■ **Aim of the task**:
Only lines with the word "iojs" belong in the answer; copy them from the records below.

■ **Collected data**:
= Beginning of Section =

PR #1191, opened 2015-08-04
Fix livesync --watch command

Fatme:
http://teampulse.telerik.com/view#item/298483
Should be merged after this PR https://github.com/telerik/mobile-cli-lib/pull/412


rosen-vladimirov:
:+1:

PR #1195, opened 2015-08-10
Refactor remote command

teobugslayer:
Fix bad command line - "--timeout null"
Fix bad command line - lunching from Graphite

Use ES6 imports
Added missing dependency in package.json - shelljs

Fixes http://teampulse.telerik.com/view#item/298968

### DIFF
--- a/lib/services/remote-service.ts
+++ b/lib/services/remote-service.ts
@@ -1,0 +1,82 @@
+///<reference path="../.d.ts"/>
+"use strict";
+
+import { Request, Response } from "express";
+import * as path from "path";
+import * as os from "os";
+import * as minimatch from "minimatch";
+import * as ip from "ip";
+
+export class RemoteService implements IRemoteService {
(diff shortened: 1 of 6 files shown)


lib/services/remote-service.ts
```diff
@@ -0,0 +1,82 @@
...
+			});
+
+			req.pipe(archive);
+			this.$fs.futureFromEvent(archive, 'finish').wait();
+
+			this.$fs.unzip(this.packageLocation, this.appBuilderDir).wait();
+
+			let appLocation = path.join(this.appBuilderDir, this.$fs.readDirectory(this.appBuilderDir).wait().filter(minimatch.filter("*.app"))[0]);
+
+			this.$iOSEmulatorServices.checkAvailability(false).wait();
```
rosen-vladimirov: isn't it too late to check for iOS simulator availability here?

rosen-vladimirov:
:+1:

PR #1196, opened 2015-08-10
Add shelljs dependency

Mitko-Kerezov:
Used in iOSEmulatorServices


teobugslayer:
No need to - another merge already added this dependency.

PR #1198, opened 2015-08-11
Add support for iojs

rosen-vladimirov:
Change our "native" dependencies to point to newly created tags, where support for iojs 2.x has been added.
http://teampulse.telerik.com/view#item/297772

With latest fibers changes, we can no longer use `future.throw(<some string value>)` as this is no longer supported. Throw real errors instead of strings.


teobugslayer:
:+1: Thy shall not throw a string EVA!

PR #1202, opened 2015-08-14
Fix livesync --companion for ns projects

Fatme:
Fixes http://teampulse.telerik.com/view#item/299070

### DIFF
--- a/lib/providers/device-app-data-provider.ts
+++ b/lib/providers/device-app-data-provider.ts
@@ -75,11 +75,11 @@ export class AndroidNativeScriptCompanionAppIdentifier extends deviceAppDataBase
 	}
 
 	public get deviceProjectRootPath(): string {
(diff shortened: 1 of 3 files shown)


lib/providers/device-app-data-provider.ts
```diff
@@ -76,11 +76,11 @@ export class AndroidNativeScriptCompanionAppIdentifier extends deviceAppDataBase
 	}
 	
 	public get deviceProjectRootPath(): string {
-		return this.getDeviceProjectRootPath(path.join("/data/data", this.appIdentifier, "files"));
+		return this.getDeviceProjectRootPath(path.join("/mnt/sdcard/Android/data", this.appIdentifier, "files"));
```
teobugslayer: Similar path exists in a livesync-service.ts (DEVICE_TMP_DIR_FORMAT_V3) - you may consider extracting a common constant.

Mitko-Kerezov:
:+1:

PR #1209, opened 2015-08-24
Releasing AB 2.11.3

ikoevska:
-Fixed release date
-Dropped the list of features and added link to the official docs to decrease the size of the readme so that it gets published correctly.

NOTE: This is 2.11.3 since we released a 2.11.2 around August 10 to fix the VSE issues.


ikoevska:
Got a formal :+1: from @Mitko-Kerezov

= End of Section =

■ **Exercise response**:
Add support for iojs
Change our "native" dependencies to point to newly created tags, where support for iojs 2.x has been added.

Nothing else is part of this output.